Trial Tr. p.111, lines 4-25.
{¶18} We do not find that the State’s testimony in response to the defense
counsel’s questions violated Roby’s Fifth Amendment rights. Lieutenant
Schweibert’s testimony made minimal mention of Roby’s silence, and only to
clarify Detective Doster’s previous response to defense counsel’s question that
implied that the officers had failed to question Roby and thoroughly investigate
the matter.
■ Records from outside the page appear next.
PR #3281, opened 2019-07-05
Refactor command API for plugins

McInkay:
So, previously we were treating plugin commands as exactly the same as internal ones. That was a bit confusing. We are changing them to have:

1. A new publicClient wrapper around the client, so plugins don't have access to all the internal functions that we want
2. The publicClient as an argument, rather than bound to `this`
3. The whole target object, rather than just the network and channel as separate objects. This one, after having done the work, might not be necessary as I think the target is just an object containing the 2 of them ... but it is nice not having to have the 2 different args. I dunno.

Here's the code for my test plugin up to date with the new API.

```
const shrug = {
  input: function(client, target, command, args) {
    const messageWithShrug = args.join(" ").replace(/^\//, "") + " ¯\\_(ツ)_/¯";
    client.runAsUser(messageWithShrug, target.chan.id);
  }
};

module.exports = {
  onServerStart: thelounge => {
    thelounge.Commands.add("shrug", shrug);
  }
};
```

Client is the publicClient, as can be seen in `publicClient.js`.

### DIFF
--- a/src/client.js
+++ b/src/client.js
@@ -12,6 +12,7 @@ const UAParser = require("ua-parser-js");
 const uuidv4 = require("uuid/v4");
 const escapeRegExp = require("lodash/escapeRegExp");
 const inputs = require("./plugins/inputs");
+const PublicClient = require("./plugins/packages/publicClient");
 
 const MessageStorage = require("./plugins/messageStorage/sqlite");
 const TextFileMessageStorage = require("./plugins/messageStorage/text");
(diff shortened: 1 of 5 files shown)


src/client.js
```diff
@@ -336,20 +337,19 @@ Client.prototype.inputLine = function(data) {
 	const irc = target.network.irc;
 	let connected = irc && irc.connection && irc.connection.connected;
 
-	if (Object.prototype.hasOwnProperty.call(inputs.userInputs, cmd) && typeof inputs.userInputs[cmd].input === "function") {
-		const plugin = inputs.userInputs[cmd];
+	if (inputs.userInputs.get(cmd) && typeof inputs.userInputs.get(cmd).input === "function") {
```
xPaw: You're calling `get` three times (the first one should have been a `has`.

Ideally you can cache `get` call into a variable, and check if it's not undefined.

McInkay: Yeah, I was thinking about that.

McInkay: Ok, I've pulled that out, but I've done it inside the if and used `has` for the if statement. Are you happy with that, or do you want it pulled out above as well? That would feel unnecessary for me, as we'd need to either do both before we know whether we have 1 or the other, or we'd have to split up the if which probably wouldn't look nice.

There's probably a nicer way to remove some of the duplication of this actually, but because they take different arguments, it would be a bit overly complicated, probably.

McInkay:
I have also re-added the `runAsUser` into the public api for packages, so that they can pass throug hthe same arguments, plus the client, if they want to send a command from elsewhere in the application.

PR #3294, opened 2019-07-11
Verify reverse DNS when looking up hostnames for webirc

### LINKED ISSUE #3293: Check forward/backward DNS per IRCv3 spec when passing hostname along with WEBIRC command
As discussed on IRC, consider IP 183.87.215.110. 

```
$ dig 110.215.87.183.in-addr.arpa ptr +short
undefined.hostname.localhost.
```

We should ideally check the A record on the returned PTR to make sure it matches up. This was clarified in the IRCv3 version of the WEBIRC spec, which The Lounge's implementation predates

xPaw:
Fixes #3293. See https://ircv3.net/specs/extensions/webirc.html#format

cc @lol768 for testing

Quick test:
```js
reverseDnsLookup('183.87.215.110', (a) => console.log(a));
reverseDnsLookup('2a00:1450:400f:80b::200e', (a) => console.log(a));
reverseDnsLookup('8.8.8.8', (a) => console.log(a)); // dns.google
reverseDnsLookup('8.8.4.4', (a) => console.log(a)); // dns.google
reverseDnsLookup('2001:4860:4860::8888', (a) => console.log(a)); // dns.google
reverseDnsLookup('2001:4860:4860::8844', (a) => console.log(a)); // dns.google
```

### DIFF
--- a/src/server.js
+++ b/src/server.js
@@ -744,11 +744,23 @@ function performAuthentication(data) {
 }
 
 function reverseDnsLookup(ip, callback) {
-	dns.reverse(ip, (err, hostnames) => {
-		if (!err && hostnames.length) {
-			return callback(hostnames[0]);
+	dns.reverse(ip, (reverseErr, hostnames) => {
+		if (reverseErr || hostnames.length < 1) {
+			return callback(ip);
 		}
 
-		callback(ip);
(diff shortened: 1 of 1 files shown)


lol768:
Thanks both!

PR #86, opened 2023-07-03
SUP-15433: Fixed i18n input/select value propagation

deckdom:


cms-ui/libs/cms-components/src/lib/form-controls/i18n-input/i18n-input.component.ts
```diff
@@ -79,6 +79,7 @@ export class I18nInputComponent implements ControlValueAccessor, Validator, OnIn
                 // since the value is already present/updated.
                 const tmp = cloneDeep(this.i18nData || {});
                 tmp[this.language] = value;
+                this.i18nData = tmp;
```
deckdom, line 82: `this.i18nData[this.language] = value;`

PR #102, opened 2023-07-12
Add support for setting Global ID for Overviews from outside. 

plyhun:


cms-core/src/main/java/com/gentics/contentnode/rest/util/ModelBuilder.java
```diff
@@ -735,6 +736,12 @@ public static com.gentics.contentnode.rest.model.Overview getOverview(
 			Overview nodeOverview) throws NodeException {
 		com.gentics.contentnode.rest.model.Overview restOverview = new com.gentics.contentnode.rest.model.Overview();
 
+		if (nodeOverview == null) {
+			return restOverview;
+		}
+
+		// Fill IDs
+		restOverview.setGlobalId(nodeOverview.getGlobalId().toString());
```
npomaroli, line 744: Add null-check for nodeOverview.getGlobal()

npomaroli (changes requested):

npomaroli (approved):

PR #114, opened 2023-07-25
HTTP/2 serving support

plyhun:


cms-core/src/main/java/com/gentics/contentnode/runtime/ConfigurationValue.java
```diff
@@ -16,6 +16,11 @@ public enum ConfigurationValue {
 	 */
 	HTTP_PORT("HTTP_PORT", "com.gentics.contentnode.http.port", "server.port", () -> "8080"),
 
+	/**
+	 * Use HTTP/2 for connections
+	 */
+	USE_HTTP2("USE_HTTP2", "com.gentics.contentnode.http.useH2", "server.useH2", () -> "false"),
```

This is in contrast to cases where a Doyle violation was found when
the state attempted to use the defendant’s exercise of Fifth Amendment rights to
impute the inference of guilt. See, e.g., State v. Leach (the prosecutor mentioned
the defendant's pre-arrest silence in the opening statement, the prosecution elicited
testimony on the defendant's pre-arrest silence through its own initiative, and the
prosecution used the testimony as evidence of the defendant’s guilt).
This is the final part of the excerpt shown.